One of the side effects of this therapy is developing a scat fetish. Another side effect is the desire to shove your fingers up your ass and smell them. But, at least you won't be autistic, so you'll hide your sick fuck side-effects from public view.
The only way to prove that people have been subjects to this therapy is the fact that they lack the sense of humor.
Like this individual, for example.
Catholic Priests will provide the therapy for free. They'll even give you a coke and a candy bar after providing the therapy free of charge.
Know a few doctors that do this. Up until very recently insurance wouldn't pay for it so some folks adopted a DIY method.
Hope they threw the blender away.
Some folks tried another DIY method called scat sex.
Scat Porn,bc Science.
i had to read a research article on this for school. it isnt exciting as it sounds.
what if you presented it as an episode of "star trek: the next generation" ?
Lay in a course, Mr. LaSperge....
My course of study doesnt allow humor. And star trek would make it more intolerable.
Time to drop "Gender Studies" and pick something else...
Lol if i were in gender studies i wouldnt have to worry about getting kicked out for pissing positive on a drug screen after smoking a bowl on spring break.
unless you pissed positive for being pregnant.
gender studies hate that
Yeah they don't like the whole "enjoying intercourse with the opposite gender and giving into your baser biological needs."
For people so obsessed with gender roles, they sure do get upset when ppl fit into them happily.
I never knew yogurt was made from poo.
You need to be very descriptive about the medical instrumentation entering the ass hole.
You should use something like this someplace in your paper:
"The doctor puts a metal bar and straps it with a leather strap so that the patient doesn't scream during the procedure. The doctor ties the patient down in four point hospital restraints so that the patient doesn't move during the procedure. A thick metal nozzle is thrust into the patient's asshole, and then the machine is turned on, and the poop starts to flow. The patient submits to the procedure because the patient knows it will help. The doctor gets an even longer and thicker nozzle so that more poop can be used to inseminate the patients red and raw ass. The patient tries to move, but the restraints hold him in place and the machines whirrs and start to ejaculate poop into the patient's asshole."

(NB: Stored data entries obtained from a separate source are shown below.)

PR #1038, opened 2026-04-21
Family Agnostic Standalone Executor

winder:
This PR supports a family agnostic executor by:
1. Adding executor services to the Accessor.
2. Updating GenericConfig with configs needed by the new services.
3. Updating the EVM AccessorFactory to build the new services.
4. Using the registry in cmd/executor/standalone/main.go instead of manually creating EVM objects.


cmd/executor/standalone/main.go
```diff
@@ -35,7 +32,6 @@ import (
 
 const (
 	configPathEnvVar = "EXECUTOR_CONFIG_PATH"
-	privateKeyEnvVar = "EXECUTOR_TRANSMITTER_PRIVATE_KEY"
```
winder, line 38: There should be a better way to inject this into the executor.

cmd/executor/standalone/main.go
```diff
@@ -346,15 +317,25 @@ func main() {
...
 	normalizedConfig, err := config.GetNormalizedConfig()
 	if err != nil {
 		return nil, nil, err
 	}
-	return normalizedConfig, &config.BlockchainInfos, nil
+
+	registry, err := chainaccess.NewRegistry(lggr, string(content))
+	if err != nil {
+		return nil, nil, err
+	}
```
winder, line 339: The main change. Create the registry, then use it in place of the other constructor calls that used to be in this file.

pkg/chainaccess/registry.go
```diff
@@ -69,6 +70,7 @@ type GenericConfig struct {
 	ChainConfig Infos[any] `toml:"blockchain_infos"`
 
 	CommitteeConfig
+	ExecutorConfig
```
winder, line 73: New overlay config. This defines the offramp/rmn addresses and other config used by the new services.

cmd/executor/standalone/main.go
makramkd: In the bootstrap approach this would be provided by the keystore

makramkd (approved):

tt-cll (approved):

PR #1040, opened 2026-04-22
switch messageOptions to an interface

0xAustinWang:
The previous version of our "MessageOptions" was an inflexible concrete struct that was difficult to extend for nonevms. 

This PR replaces the concrete struct with a `ExtraArgsDataProvider` interface and creates an example for SVM. It adds the serialization to be source chain specific. 

If we want to extend this in the future, we can add a hook to the extra arg data provider interface so implementers can add some logic.


build/devenv/evm/extraArgs.go
```diff
@@ -0,0 +1,40 @@
...
+	ExecutorArgs []byte
+	// TokenArgs are the token arguments for the message
+	TokenArgs []byte
+	// UseTestRouter when true looks up the TestRouter contract type in the datastore instead of Router.
+	UseTestRouter bool
+}
+
+func (m MessageOptions) IsExtraArgsDataProvider() {}
+
+// TODO: import these from Solana family.
```
0xAustinWang: This is a bit weird to import; it comes in as `evm.SVMMessageOptions`, maybe we can move these types into a registry (if it's not too annoying to access the registry from tests)

build/devenv/cciptestinterfaces/interface.go
```diff
@@ -417,21 +404,25 @@ type ChainAsDestination interface {
 // Chain families can implement this interface to run partial CCIP message tests without having to implement the full `Chain` interface.
 type ChainAsSource interface {
 	genericChain
+	// ExtraArgsSerializer serializes the extra args for the given destination chain.
+	// Implementation should type assert the ExtraArgsDataProvider to struct types from supported destination chain families.
+	ExtraArgsSerializer(ExtraArgsDataProvider) ([]byte, error)
```
0xAustinWang: There's a bit of redundancy in the registry pattern when it lives alongside this interface. 

We register a serializer based on chain selector, but we can also use the serializer directly from the chainAsSource implementation

build/devenv/cciptestinterfaces/interface.go
```diff
@@ -405,6 +389,9 @@ type genericChain interface {
 // Chain families can implement this interface to run partial CCIP message tests without having to implement the full `Chain` interface.
 type ChainAsDestination interface {
 	genericChain
+	// ExtraArgsProvider returns the extra-args data provider for this destination chain.
+	// The output of this method will be passed to the ExtraArgsEncoder in ChainAsSource.
+	// ExtraArgsProvider(any) (ExtraArgsDataProvider, error)
```
makramkd: The intention is that this gets added right? O/w we won't be able to have chain-agnostic tests (in evmPOC_test.go we currently pass in the evm.MessageOptions struct)

build/devenv/cciptestinterfaces/interface.go
makramkd: Naming nit: the -er at the end suggests an object being returned that does the serializing, but in this case the ChainAsSource serializes things, so maybe a more appropriate name is `SerializeExtraArgs`?

build/devenv/evm/extraArgs.go
makramkd: I actually don't think this should be in the `evm` package; the reason is that the SVM extra args are the same irrespective of whether you send from EVM or any other chain family. So this should be thought of as a generic Go struct IMO.

build/devenv/evm/extraArgs.go
```diff
@@ -0,0 +1,40 @@
+package evm
+
+import "github.com/smartcontractkit/chainlink-ccv/protocol"
+
+// MessageOptions consists of all the ways one can modify a CCIP message
+// using extraArgs.
+type MessageOptions struct {
```
makramkd: Hmm I think this `MessageOptions` starts to become confusing in the current setup because it doesn't correspond to a single ExtraArgs version but potentially all 3 versions (V1 legacy, generic V2, generic V3).

Maybe we should deprecate this and instead follow onchain more closely so that there isn't confusion also in the test suite.

This also makes me think, to support chain-agnostic test that test different extra args versions, the `ExtraArgsProvider` should probably take in, similar to the 1.6 implementation, a varargs of `type ExtraArgsOpt struct { Name string; Value any; }` where one of these options is the extra args version.

Then there's got to be some kind of lookup that is potentially chain-family specific - i.e. if i pass version == 1 to the SVM ChainAsDestination, it should return SVMMessageOptions (IMO should be renamed SVMExtraArgsV1), but if pass version == 2 it should fail (not supported on SVM) and if i pass version == 3 it should return GenericExtraArgsV3.

makramkd (commented):
I believe that the pattern being employed is fine but there's some details around how to organize the ExtraArgs. 

In my mind it should be its own package that is chain agnostic - I think we can put it in `cciptestinterfaces/extraargs` for now unless we find a better home. 

The reasoning is that if a destination chain can decide what to return as an ExtraArgsProvider, it would be returning that same struct for all potential source chain families. 

For a concrete example, if the destination is SVM, the SVM ChainAsDestination implementation would return a concrete struct SVMExtraArgsV1 implementing the marker interface. All potential source chains need to handle it with a type switch `switch provider.(type)` and potentially serialize it differently (i.e. on EVM it uses different extra args selectors) if they support SVM as a destination chain family in the onchain code.

build/devenv/evm/extraArgs.go
0xAustinWang: Will add extra args versioning in a future PR. This one is scoped to reducing reliance on the concrete struct. Once we move towards an interface, implementers can do anything they want with it

build/devenv/cciptestinterfaces/extra_args.go
```diff
@@ -0,0 +1,116 @@
...
+	}
+}
+
+func WithTokenArgs(args []byte) ExtraArgsOption {
+	return func(p ExtraArgsDataProvider) error {
+		return mutateMessageOptions("evm.WithTokenArgs", p, func(m *MessageOptions) { m.TokenArgs = args })
+	}
+}
+
+func WithUseTestRouter(b bool) ExtraArgsOption {
```
winder: Nit: the boolean options could be shortened to `WithTestRouter()` and `WithOrderedExecution()`. Then you simply omit them for the standard router and unordered execution.

build/devenv/cciptestinterfaces/extra_args.go
```diff
@@ -0,0 +1,116 @@
...
+
+// ExtraArgsOption mutates a chain-specific ExtraArgsDataProvider that has been
+// allocated by a destination chain's ExtraArgsBuilder. Each chain family defines
+// its own option constructors (e.g. evm.WithExecutionGasLimit) that type-assert
+// the provider to the concrete struct; applying an option to the wrong chain
+// family returns an error rather than silently no-op'ing.
+type ExtraArgsOption func(ExtraArgsDataProvider) error
+
+// MessageOptions represents EVM modifications one can make to a CCIP message for through extra args.
+type MessageOptions struct {
```
huangzhen1997, line 9: In our current evm2solana e2e test we used [SVMExtraArgsV1](https://github.com/smartcontractkit/chainlink-ccv/blob/fb3294b643fe548d0c3ca39fc8f3ce75bfd6649a/build/devenv/evm/impl.go#L699) from 1.6, it worked because our offramp is still in development, so the offramp is not validating the msg from source chain. But in the future when constructing ccip send msg, we would reuse this MessageOptions here (as [GenericExtraArgsV3](https://github.com/smartcontractkit/chainlink-ccip/blob/0d0f33d260382eec1b485f872b2e7a2af1e17eb5/chains/evm/contracts/libraries/ExtraArgsCodec.sol#L73)), and use the Solana specific [executorArgs](https://github.com/smartcontractkit/chainlink-ccip/blob/0d0f33d260382eec1b485f872b2e7a2af1e17eb5/chains/evm/contracts/libraries/ExtraArgsCodec.sol#L157). cc @toblich @archseer

build/devenv/cciptestinterfaces/extra_args.go
```diff
@@ -0,0 +1,116 @@
...
+
+	"github.com/smartcontractkit/chainlink-ccv/protocol"
+)
+
+// ExtraArgsOption mutates a chain-specific ExtraArgsDataProvider that has been
+// allocated by a destination chain's ExtraArgsBuilder. Each chain family defines
+// its own option constructors (e.g. evm.WithExecutionGasLimit) that type-assert
+// the provider to the concrete struct; applying an option to the wrong chain
+// family returns an error rather than silently no-op'ing.
+type ExtraArgsOption func(ExtraArgsDataProvider) error
```
makramkd: Is the option approach here the appropriate one vs. what we have in 1.6 (https://github.com/smartcontractkit/chainlink-ccip/blob/1925e2885bbec526b9e05c01260b74efe4ec56b4/deployment/testadapters/adapters.go#L56-L62)

The way I'm imagining we'll be writing tests that change extra args is sort of similar to today but w/out specifying MessageOptions{} explicitly because that doesn't cover all extra args - only V3. We also have chain-family specific fields in the V3 extra args, specifically the executor extra args (e.g. solana https://github.com/smartcontractkit/chainlink-ccip/blob/1925e2885bbec526b9e05c01260b74efe4ec56b4/chains/evm/contracts/libraries/ExtraArgsCodec.sol#L157-L163 and sui https://github.com/smartcontractkit/chainlink-ccip/blob/1925e2885bbec526b9e05c01260b74efe4ec56b4/chains/evm/contracts/libraries/ExtraArgsCodec.sol#L165-L167).

So, there are mostly generic fields and a chain-family specific field (`executorArgs`), at least for the V3 extra args.

```golang
type ExtraArgOpt struct {
	Name  string
	Value any
}

func NewV3ExtraArg() ExtraArgOpt {
  return ExtraArgOpt{
    Name: "version", // can pull out to a constant so BuildExtraArgs implementations can check for it
    Value: 3,
  }
}

func NewCCVsExtraArg(ccvs []protocol.UnknownAddress) ExtraArgOpt {
  return ExtraArgOpt{
    Name: "ccvs", // ditto here re: constant
    Value: ccvs,
  }
}

type AbstractExtraArgs any

// BuildExtraArgsV2OrV3 handles all the generic options in the V2 and V3 extra args,
// and leaves executorArgs empty, to be handled by chain-family implementations.
func BuildExtraArgsV2OrV3(opts ...ExtraArgOpt) (AbstractExtraArgs, error) {
  // this function processes opts and returns either
  // GenericExtraArgsV2 or GenericExtraArgsV3 depending on the version
  // and the remaining options.
  // if neither of these versions are specified, it returns ErrUnsupportedVersion
}

// on the implementations of BuildExtraArgs on ChainAsDestination,
// the following logic exists
func (a *CASImpl) BuildExtraArgs(opts ...cciptestinterfaces.ExtraArgOpt) (AbstractExtraArgs, error) {
  // if v2 or v3, use helper
  extraArgs, err := cciptestinterfaces.BuildExtraArgsV2OrV3(opts)
  if err == nil {
    // for solana, we need to update executor args appropriately
    // see https://github.com/smartcontractkit/chainlink-ccip/blob/1925e2885bbec526b9e05c01260b74efe4ec56b4/chains/evm/contracts/libraries/ExtraArgsCodec.sol#L157-L163
    // set the field appropriately then return
    return extraArgs, nil
  }
  // err is non-nil
  if err != ErrUnsupportedVersion {
    // some other error, return early
    return nil, fmt.Errorf("error processing extra args options: %w", err)
  }

  // else, process manually, e.g. SVMExtraArgsV1
  versionOpt, err := getVersionOpt(opts)
  if versionOpt.Value != 1 {
    return nil, fmt.Errorf("expected version 1 for SVM extra args")
  }

  // build SVMExtraArgsV1 and return based on opts, e.g computeUnits etc. and return
}

src, ok := srcImpl.(ChainAsSource)
dst, ok := dstImpl.(ChainAsDestination)

// This test suite always uses v3, for example
for _, ccvsCombo := range allCCVCombos {
  extraArgs, err := dst.BuildExtraArgs(NewV3ExtraArg(), NewCCVsExtraArg(ccvCombo))
  require.NoError(t, err)
}

// Solana-specific suite, uses V1
extraArgs, err := dst.BuildExtraArgs(ExtraArgsOpt{Name: "version", Value: 1}, ExtraArgsOpt{Name: "computeUnits", Value: 50_000}, ...)
require.NoError(t, err)
```

0xAustinWang: I tried this approach out but ultimately decided to move towards a more idiomatic approach using explicit interfaces per version rather than building something through abstract types. 

Specifically, chain family and message version are always defined and used to determine which "serializer" to utilize. We don't need a high level generic "BuildExtraArgs"; we can use lower level serializeEVMv2, serializeSVMv1, etc. 

This approach works well with the milestone based approach because we determine which messages have been implemented based on type casting into different interfaces.

build/devenv/cciptestinterfaces/extra_args.go
```diff
@@ -0,0 +1,103 @@
...
+	BuildV3ExtraArgs(
+		opts MessageOptions,
+		destChain MessageV3Destination,
+		executorArgsParams any,
+		tokenArgsParams any,
+	) ([]byte, error)
+}
+
+// Any2EVMMessageV2Data represents the data for V2 messages arriving at an EVM chain.
+type Any2EVMMessageV2Data struct {
```
makramkd: I don't think this should have `EVM` in the name, this is `GenericExtraArgsV2` which applies to many chain families?

build/devenv/cciptestinterfaces/extra_args.go
```diff
@@ -0,0 +1,103 @@
...
+
+// ExtraArgsOption mutates a chain-specific ExtraArgsDataProvider that has been
+// allocated by a destination chain's ExtraArgsBuilder. Each chain family defines
+// its own option constructors (e.g. evm.WithExecutionGasLimit) that type-assert
+// the provider to the concrete struct; applying an option to the wrong chain
+// family returns an error rather than silently no-op'ing.
+type ExtraArgsOption func(ExtraArgsDataProvider) error
+
+// MessageOptions represents modifications one can make to a CCIP messagev3 through extra args.
+// TODO: rename this to Any2AnyMessageV3Data.
```
makramkd: We've ditched the "Any2X" or "X2Any" nomenclature for V2, I don't think we should revisit it else would cause confusion - `GenericExtraArgsV3` seems better to me.

makramkd (dismissed):

carte7000 (dismissed):

build/devenv/cciptestinterfaces/extra_args.go
0xAustinWang: I think we still need some sort of chain distinction. Messages arriving on EVM have this data
```
{
	GasLimit                 uint32
	AllowOutOfOrderExecution bool
}
```
while messages arriving on SVM have this data
```
{
	Version                  uint8
	ComputeUnits             uint32
	AccountIsWritableBitmap  uint64
	AllowOutOfOrderExecution bool
	TokenReceiver            [32]byte
	Accounts                 [][32]byte
}
```

They're both classified as "V2" messages, but the contents are different

build/devenv/cciptestinterfaces/extra_args.go
```diff
@@ -0,0 +1,96 @@
...
+	"github.com/smartcontractkit/chainlink-ccv/protocol"
+)
+
+// MessageOptions represents modifications one can make to a CCIP messagev3 through extra args.
+// TODO: rename this to GenericExtraArgsV3.
+type MessageOptions struct {
+	// ExecutionGasLimit is the execution gas limit for the message
+	ExecutionGasLimit uint32
+	// OutOfOrderExecution is whether to execute the message out of order
+	OutOfOrderExecution bool
```
makramkd, line 14: **suggestion**: it seems like `OutOfOrderExecution` is not part of GenericExtraArgsV3, should it be removed from this struct pre-emptively? Or put a TODO next to it for when we do rename?

build/devenv/cciptestinterfaces/extra_args.go
makramkd: This is a nitpick but the SVM you outlined is named "SVMExtraArgsV1" in the onchain code.

build/devenv/cciptestinterfaces/extra_args.go
```diff
@@ -0,0 +1,96 @@
...
+	GasLimit                 uint32
+	AllowOutOfOrderExecution bool
+}
+
+// This fulfills the marker interface ExtraArgsDataProvider.
+func (m Any2EVMMessageV2Data) IsExtraArgsDataProvider() {}
+
+// Any2EVMMessageV2 is an interface for any chain that can send a V2 message to an EVM chain.
+type Any2EVMMessageV2 interface {
+	SerializeAny2EVMMessageV2(opts any) ([]byte, error)
```
makramkd: **nitpick**: The V3 method is called `BuildV3ExtraArgs`, should we follow a similar naming pattern here, i.e. `BuildGenericV2ExtraArgs`?

build/devenv/cciptestinterfaces/extra_args.go
makramkd: Its also defined below as `Any2SVMMessageV1Data` - so the distinction seems to already be there.

build/devenv/cciptestinterfaces/extra_args.go
```diff
@@ -0,0 +1,96 @@
...
+}
+
+// Any2EVMMessageV1Data represents the data for V1 messages arriving at an EVM chain.
+type Any2EVMMessageV1Data struct {
```
makramkd: **suggestion**: name it `EVMExtraArgsV1` to mirror onchain struct?

build/devenv/cciptestinterfaces/extra_args.go
```diff
@@ -0,0 +1,96 @@
...
+	GasLimit uint32
+}
+
+// This fulfills the marker interface ExtraArgsDataProvider.
+func (m Any2EVMMessageV1Data) IsExtraArgsDataProvider() {}
+
+// Any2EVMMessageV1 is an interface for any chain that can send a V1 message to an EVM chain.
+type Any2EVMMessageV1 interface {
+	SerializeAny2EVMMessageV1(opts any) ([]byte, error)
```
makramkd: **nitpick**: similar to above, name could be `BuildEVMExtraArgsV1`?

build/devenv/cciptestinterfaces/extra_args.go
```diff
@@ -0,0 +1,96 @@
...
+}
+
+// Any2SVMMessageV1Data represents the data for V1 messages arriving at a SVM chain.
+type Any2SVMMessageV1Data struct {
```
makramkd: **suggestion**: name it `SVMExtraArgsV1` to match onchain struct?

build/devenv/cciptestinterfaces/extra_args.go
```diff
@@ -0,0 +1,96 @@
...
+	TokenReceiver            [32]byte
+	Accounts                 [][32]byte
+}
+
+// This fulfills the marker interface ExtraArgsDataProvider.
+func (m Any2SVMMessageV1Data) IsExtraArgsDataProvider() {}
+
+// Any2SVMMessageV1 is an interface for any chain that can send a V1 message to a SVM chain.
+type Any2SVMMessageV1 interface {
+	SerializeAny2SVMMessageV1(opts any) ([]byte, error)
```
makramkd: **nitpick**: similar to above, name it `BuildSVMExtraArgsV1`? This current naming makes it sound like you're serializing the whole message, which it isn't, right?

build/devenv/tests/composable/messaging/agnostic_chain_test.go
```diff
@@ -0,0 +1,106 @@
...
+	dest cciptestinterfaces.ChainAsDestination,
+	fields cciptestinterfaces.MessageFields,
+	opts cciptestinterfaces.Any2EVMMessageV2Data,
+	sendOption cciptestinterfaces.ChainSendOption,
+) error {
+	v2Source, ok := source.(cciptestinterfaces.Any2EVMMessageV2)
+	if !ok {
+		return fmt.Errorf("source chain does not implement V2 message")
+	}
+	sourceExtraArgs, err := v2Source.SerializeAny2EVMMessageV2(opts)
```
makramkd: **question**: this test isn't chain agnostic, right? Whats the plan to make it chain agnostic?

carte7000 (dismissed):

build/devenv/cciptestinterfaces/extra_args.go
```diff
@@ -0,0 +1,96 @@
...
+// We use an interface rather than a struct because the V3 message structure is chain agnostic.
+type MessageV3Source interface {
+	// BuildV3ExtraArgs builds the V3 extra arguments for the message including calling the destination chain's GetExecutorArgs and GetTokenArgs.
+	// then serializing the results into the source chain specific encoding format, and returning the result.
+	BuildV3ExtraArgs(
+		opts MessageOptions,
+		destChain MessageV3Destination,
+		executorArgsParams any,
+		tokenArgsParams any,
+	) ([]byte, error)
```
winder: nit: similar to `GenericChainMessage`, use a type to link this output to `BuildChainMessage
```suggestion
	) (GenericExtraArgs, error)
```

build/devenv/cciptestinterfaces/interface.go
```diff
@@ -419,19 +409,20 @@ type ChainAsSource interface {
 	genericChain
```
winder, line 410: nit: can you get away with leaving the ChainSelector() helper out of the interface? Maybe it can be moved to `SendOptions` for implementations that need it?

build/devenv/cciptestinterfaces/interface.go
```diff
@@ -419,19 +409,20 @@ type ChainAsSource interface {
...
 	// BuildChainMessage builds a CCIP message for the given destination chain.
 	// It will call into the registered extra args serializer per destination chain for now, until we have a more generic way to manage extra args.
-	// It returns a generic type that is specific to the chain family. The returned message is expected to be directly passed in ot the SendChainMessage method.
+	// It returns a generic type that is specific to the chain family. The returned message is expected to be directly passed in to the SendChainMessage method.
 	// For example, the EVM implementation returns a routerwrapper.ClientEVM2AnyMessage.
-	BuildChainMessage(ctx context.Context, destChain uint64, messageFields MessageFields, opts MessageOptions) (ChainAsSourceMessage, error)
+	BuildChainMessage(ctx context.Context, destChain uint64, messageFields MessageFields, extraArgs []byte) (GenericChainMessage, error)
```
winder: nit: looks like this isn't used for the EVM implementation. If possible to omit, I think it would help discourage per family switch statements if it isn't even part of the interface
```suggestion
	BuildChainMessage(ctx context.Context, messageFields MessageFields, extraArgs []byte) (GenericChainMessage, error)
```

build/devenv/tests/composable/messaging/agnostic_chain_test.go
```diff
@@ -0,0 +1,106 @@
...
+
+	extraArgs, err := v3Serializer.BuildV3ExtraArgs(opts, v3Receiver, executorArgsParams, tokenArgsParams)
+	if err != nil {
+		return fmt.Errorf("failed to encode V3 extra args: %w", err)
+	}
+
+	srcMessage, err := srcChain.BuildChainMessage(ctx, destChain.ChainSelector(), fields, extraArgs)
+	if err != nil {
+		return fmt.Errorf("failed to build chain message: %w", err)
+	}
```
winder: The `v3Serializer` and `srcChain` are the same object which makes me wonder if these can be combined into one function.

```
BuildChainMessage(context.Context, MessageFields, ExtraArgsProvider, ExecutorArgs, TokenArgs)
```

build/devenv/tests/composable/messaging/agnostic_chain_test.go
```diff
@@ -0,0 +1,106 @@
...
+	v3Receiver, ok := destChain.(cciptestinterfaces.MessageV3Destination)
+	if !ok {
+		return fmt.Errorf("dest chain does not support V3 message")
+	}
+	v3Serializer, ok := srcChain.(cciptestinterfaces.MessageV3Source)
+	if !ok {
+		return fmt.Errorf("source chain does not support V3 message")
+	}
+
+	extraArgs, err := v3Serializer.BuildV3ExtraArgs(opts, v3Receiver, executorArgsParams, tokenArgsParams)
```
winder: I thought extraArgs and tokenArgs were regular message fields

build/devenv/evm/impl.go
```diff
@@ -117,13 +117,19 @@ func init() {
...
 	// Canton shares EVM's extra args serialization. Canton's product repo can
 	// register its own serializer if the formats ever diverge; until then, this
 	// provides backward compatibility with the previous FamilyEVM/FamilyCanton
 	// combined switch case.
-	cciptestinterfaces.RegisterExtraArgsSerializer(chainsel.FamilyCanton, SerializeEVMExtraArgs)
-	cciptestinterfaces.RegisterExtraArgsSerializer(chainsel.FamilySolana, SerializeSVMExtraArgs)
+
+	cciptestinterfaces.RegisterExtraArgsSerializer(cciptestinterfaces.ExtraArgsSerializerEntry{Family: chainsel.FamilyCanton, Version: 3}, SerializeMessageV3ExtraArgs)
+	cciptestinterfaces.RegisterExtraArgsSerializer(cciptestinterfaces.ExtraArgsSerializerEntry{Family: chainsel.FamilyCanton, Version: 2}, SerializeAny2EVMMessageV2)
+	cciptestinterfaces.RegisterExtraArgsSerializer(cciptestinterfaces.ExtraArgsSerializerEntry{Family: chainsel.FamilyCanton, Version: 1}, SerializeAny2EVMMessageV1)
```
winder: Messages to canton are serialized the same way as messages to EVM?

build/devenv/tests/composable/messaging/agnostic_chain_test.go
```diff
@@ -0,0 +1,106 @@
...
+	sendOption cciptestinterfaces.ChainSendOption,
+	executorArgsParams any,
+	tokenArgsParams any,
+) error {
+	v3Receiver, ok := destChain.(cciptestinterfaces.MessageV3Destination)
+	if !ok {
+		return fmt.Errorf("dest chain does not support V3 message")
+	}
+	v3Serializer, ok := srcChain.(cciptestinterfaces.MessageV3Source)
+	if !ok {
```
winder, line 30: Consistent names would be helpful
```suggestion
	v3Dest, ok := destChain.(cciptestinterfaces.MessageV3Destination)
	if !ok {
		return fmt.Errorf("dest chain does not support V3 message")
	}
	v3Source, ok := srcChain.(cciptestinterfaces.MessageV3Source)
```

winder (dismissed):
I checked out the code and find the implementations of the interface and the implementations using the interface both look really nice.

The actual interface itself is still a bit hard for me to wrap my head around. I wonder about how people would discover that they can cast `ChainAsSource` to  `MessageV3Source` in order to start using finality fields.

Overall I'm fine with that because this PR looks like a great improvement towards making message assembly more modular. If we find ways to make specific usage patterns more convenient they can be simple helpers ontop of the low level primitives.

build/devenv/tests/composable/messaging/agnostic_chain_test.go
```diff
@@ -0,0 +1,106 @@
...
+	"github.com/smartcontractkit/chainlink-ccv/build/devenv/cciptestinterfaces"
+)
+
+// MessageV3TestScenario is a helper test scenario that sends a CCIP message using the ChainAsSource and ChainAsDestination interfaces.
+// It uses these partial interfaces to build, send, and assert messages in a way that is reusable across different chain families.
+// After a chain integration implements either ChainAsSource or ChainAsDestination, they can wire up this test scenario to verify their implementation (evmPOC_test.go is an example).
+// This test scenario supports partial implementation, so an integration can implement source side FIRST, connecting it to the existing EVM destination to confirm source side functionality.
+func MessageV3TestScenario(
+	ctx context.Context,
+	t *testing.T,
```
winder: nit: `testing.T` is unused.

build/devenv/evm/impl.go
0xAustinWang: I just kept the same behavior as what we had previously

build/devenv/tests/composable/messaging/agnostic_chain_test.go
0xAustinWang: There are message level token args that determine amount and token address, but the v3 extra args also passes arguments through

https://github.com/smartcontractkit/chainlink-ccip/blob/ce413dbadde1fbf0849cadb38d953eb1bb35a8a5/chains/evm/contracts/libraries/ExtraArgsCodec.sol#L115

build/devenv/tests/composable/messaging/agnostic_chain_test.go
0xAustinWang: Calling it chain agnostic makes sense because the consumer is a generic altvm team who only cares about sending messages AS SOURCE. Not all integrations will care about sending messages to aptos for example. 

For now, I'm adding a separate test to support SVM as a destination. 

I had previously investigated using a generic type here to indicate what shape the extra args should be, but this PR is getting too large

build/devenv/tests/composable/messaging/agnostic_chain_test.go
0xAustinWang: I thought about this, but didn't want to pass executorArgs/tokenArgs to the function if they're not supporting v3. The other approach is to have interfaces per chain family/message type ie 
SVMV1MessageBuilder/AptosV1MessageBuilder/GenericV3MessageBuilder

I don't think it's necessary now, but if the boilerplate gets too clunky in the future we can migrate to it.

winder (approved):

makramkd (approved):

Any topic can be interesting to write about if you use a lot of descriptions of the fun aspects of the procedure.
You just need to be very descriptive and use a lot of narration to make the assignment fun.
Sadly, most scientists don't know how to write and turn what could be awesome into something boring by using a shitty writing style.
you all write such shit erotica. And even shittier policies and procedures.
"Dr. Rammed Ass enters the room armed with the bite block to prevent unnecessary screaming; he instructs Nurse Boombits (who will be assisting with the procedure) to hold the patient in a safe manner as he applies the 4 point locked restraints, ensuring that he can fit two fingers between the restraints and the patient's limbs. RN Boombits, with gentle pressure inserts the bite block into the patient's oral cavity, inspecting the patient and monitoring their color and tissue perfusion during the procedure. the patient is placed into SIMMS position, laying on their left side, to provide the straightest entry into the anal cavity. The patient will feel some pressure, but Dr. R-A will, with gentle guidance, relieve the pressure as the suppository is inserted, lubed prior to the insertion with water soluble gel. Using the longest digit on his dominant hand DR. R-A will slide the fecal suppository as far back into the anal cavity as is possible, taking care to not perforate the delicate lining of the anus. RN Boombits will provide comfort and assess the patient's tolerance throughout the procedure."
Yeah thats pretty gay and terrible. Fuck you all.